### Input data:
···

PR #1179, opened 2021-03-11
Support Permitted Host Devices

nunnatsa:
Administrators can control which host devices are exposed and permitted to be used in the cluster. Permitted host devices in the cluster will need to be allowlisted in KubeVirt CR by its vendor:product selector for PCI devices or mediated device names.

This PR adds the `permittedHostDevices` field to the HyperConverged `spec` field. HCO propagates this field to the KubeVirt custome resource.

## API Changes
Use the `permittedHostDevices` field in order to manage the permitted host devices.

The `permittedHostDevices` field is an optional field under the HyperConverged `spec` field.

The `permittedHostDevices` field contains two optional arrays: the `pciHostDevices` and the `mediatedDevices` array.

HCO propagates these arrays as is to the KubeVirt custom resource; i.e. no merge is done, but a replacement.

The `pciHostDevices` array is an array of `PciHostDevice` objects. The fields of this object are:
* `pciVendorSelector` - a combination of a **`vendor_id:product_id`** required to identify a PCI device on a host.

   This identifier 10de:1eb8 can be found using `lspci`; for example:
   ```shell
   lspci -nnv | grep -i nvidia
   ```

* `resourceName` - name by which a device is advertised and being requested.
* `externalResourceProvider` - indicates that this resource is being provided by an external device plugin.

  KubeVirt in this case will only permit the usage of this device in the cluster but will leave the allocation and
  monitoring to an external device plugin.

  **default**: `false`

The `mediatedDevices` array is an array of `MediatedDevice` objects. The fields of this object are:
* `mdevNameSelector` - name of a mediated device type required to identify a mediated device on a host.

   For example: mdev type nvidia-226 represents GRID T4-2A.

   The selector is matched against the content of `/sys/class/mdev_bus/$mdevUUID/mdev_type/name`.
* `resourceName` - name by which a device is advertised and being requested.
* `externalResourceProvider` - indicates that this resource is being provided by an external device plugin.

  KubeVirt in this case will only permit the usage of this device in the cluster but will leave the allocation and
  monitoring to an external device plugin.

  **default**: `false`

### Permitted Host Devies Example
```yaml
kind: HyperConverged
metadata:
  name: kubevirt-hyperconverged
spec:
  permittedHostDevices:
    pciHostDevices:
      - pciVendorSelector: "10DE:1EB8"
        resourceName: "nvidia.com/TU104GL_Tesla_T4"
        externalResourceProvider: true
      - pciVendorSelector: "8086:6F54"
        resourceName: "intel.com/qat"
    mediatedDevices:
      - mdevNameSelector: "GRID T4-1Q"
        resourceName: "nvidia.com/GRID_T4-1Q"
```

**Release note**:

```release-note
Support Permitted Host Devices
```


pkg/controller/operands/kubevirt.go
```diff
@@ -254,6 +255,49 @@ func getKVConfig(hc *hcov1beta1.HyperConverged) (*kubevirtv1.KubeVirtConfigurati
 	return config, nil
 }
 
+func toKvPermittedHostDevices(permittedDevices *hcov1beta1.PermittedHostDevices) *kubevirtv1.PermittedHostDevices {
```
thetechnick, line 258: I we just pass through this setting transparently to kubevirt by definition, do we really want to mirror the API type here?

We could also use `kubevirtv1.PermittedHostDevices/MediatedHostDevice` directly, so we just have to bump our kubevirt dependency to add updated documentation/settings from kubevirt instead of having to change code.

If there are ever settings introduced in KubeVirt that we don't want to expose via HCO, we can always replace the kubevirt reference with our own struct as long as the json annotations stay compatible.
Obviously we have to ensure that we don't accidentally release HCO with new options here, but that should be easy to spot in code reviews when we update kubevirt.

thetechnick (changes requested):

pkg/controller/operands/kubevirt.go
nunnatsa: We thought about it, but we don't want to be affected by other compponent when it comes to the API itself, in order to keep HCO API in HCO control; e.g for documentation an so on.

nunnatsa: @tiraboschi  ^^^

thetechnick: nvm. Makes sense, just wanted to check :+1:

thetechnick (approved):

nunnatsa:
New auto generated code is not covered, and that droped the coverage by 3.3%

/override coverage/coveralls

···

### Task goal:
Nothing may be omitted or altered; reproduce all of the entries.

### Response area:
PR #1179, opened 2021-03-11
Support Permitted Host Devices

nunnatsa:
Administrators can control which host devices are exposed and permitted to be used in the cluster. Permitted host devices in the cluster will need to be allowlisted in KubeVirt CR by its vendor:product selector for PCI devices or mediated device names.

This PR adds the `permittedHostDevices` field to the HyperConverged `spec` field. HCO propagates this field to the KubeVirt custome resource.

## API Changes
Use the `permittedHostDevices` field in order to manage the permitted host devices.

The `permittedHostDevices` field is an optional field under the HyperConverged `spec` field.

The `permittedHostDevices` field contains two optional arrays: the `pciHostDevices` and the `mediatedDevices` array.

HCO propagates these arrays as is to the KubeVirt custom resource; i.e. no merge is done, but a replacement.

The `pciHostDevices` array is an array of `PciHostDevice` objects. The fields of this object are:
* `pciVendorSelector` - a combination of a **`vendor_id:product_id`** required to identify a PCI device on a host.

   This identifier 10de:1eb8 can be found using `lspci`; for example:
   ```shell
   lspci -nnv | grep -i nvidia
   ```

* `resourceName` - name by which a device is advertised and being requested.
* `externalResourceProvider` - indicates that this resource is being provided by an external device plugin.

  KubeVirt in this case will only permit the usage of this device in the cluster but will leave the allocation and
  monitoring to an external device plugin.

  **default**: `false`

The `mediatedDevices` array is an array of `MediatedDevice` objects. The fields of this object are:
* `mdevNameSelector` - name of a mediated device type required to identify a mediated device on a host.

   For example: mdev type nvidia-226 represents GRID T4-2A.

   The selector is matched against the content of `/sys/class/mdev_bus/$mdevUUID/mdev_type/name`.
* `resourceName` - name by which a device is advertised and being requested.
* `externalResourceProvider` - indicates that this resource is being provided by an external device plugin.

  KubeVirt in this case will only permit the usage of this device in the cluster but will leave the allocation and
  monitoring to an external device plugin.

  **default**: `false`

### Permitted Host Devies Example
```yaml
kind: HyperConverged
metadata:
  name: kubevirt-hyperconverged
spec:
  permittedHostDevices:
    pciHostDevices:
      - pciVendorSelector: "10DE:1EB8"
        resourceName: "nvidia.com/TU104GL_Tesla_T4"
        externalResourceProvider: true
      - pciVendorSelector: "8086:6F54"
        resourceName: "intel.com/qat"
    mediatedDevices:
      - mdevNameSelector: "GRID T4-1Q"
        resourceName: "nvidia.com/GRID_T4-1Q"
```

**Release note**:

```release-note
Support Permitted Host Devices
```


pkg/controller/operands/kubevirt.go
```diff
@@ -254,6 +255,49 @@ func getKVConfig(hc *hcov1beta1.HyperConverged) (*kubevirtv1.KubeVirtConfigurati
 	return config, nil
 }
 
+func toKvPermittedHostDevices(permittedDevices *hcov1beta1.PermittedHostDevices) *kubevirtv1.PermittedHostDevices {
```
thetechnick, line 258: I we just pass through this setting transparently to kubevirt by definition, do we really want to mirror the API type here?

We could also use `kubevirtv1.PermittedHostDevices/MediatedHostDevice` directly, so we just have to bump our kubevirt dependency to add updated documentation/settings from kubevirt instead of having to change code.

If there are ever settings introduced in KubeVirt that we don't want to expose via HCO, we can always replace the kubevirt reference with our own struct as long as the json annotations stay compatible.
Obviously we have to ensure that we don't accidentally release HCO with new options here, but that should be easy to spot in code reviews when we update kubevirt.

thetechnick (changes requested):

pkg/controller/operands/kubevirt.go
nunnatsa: We thought about it, but we don't want to be affected by other compponent when it comes to the API itself, in order to keep HCO API in HCO control; e.g for documentation an so on.

nunnatsa: @tiraboschi  ^^^

thetechnick: nvm. Makes sense, just wanted to check :+1:

thetechnick (approved):

nunnatsa:
New auto generated code is not covered, and that droped the coverage by 3.3%

/override coverage/coveralls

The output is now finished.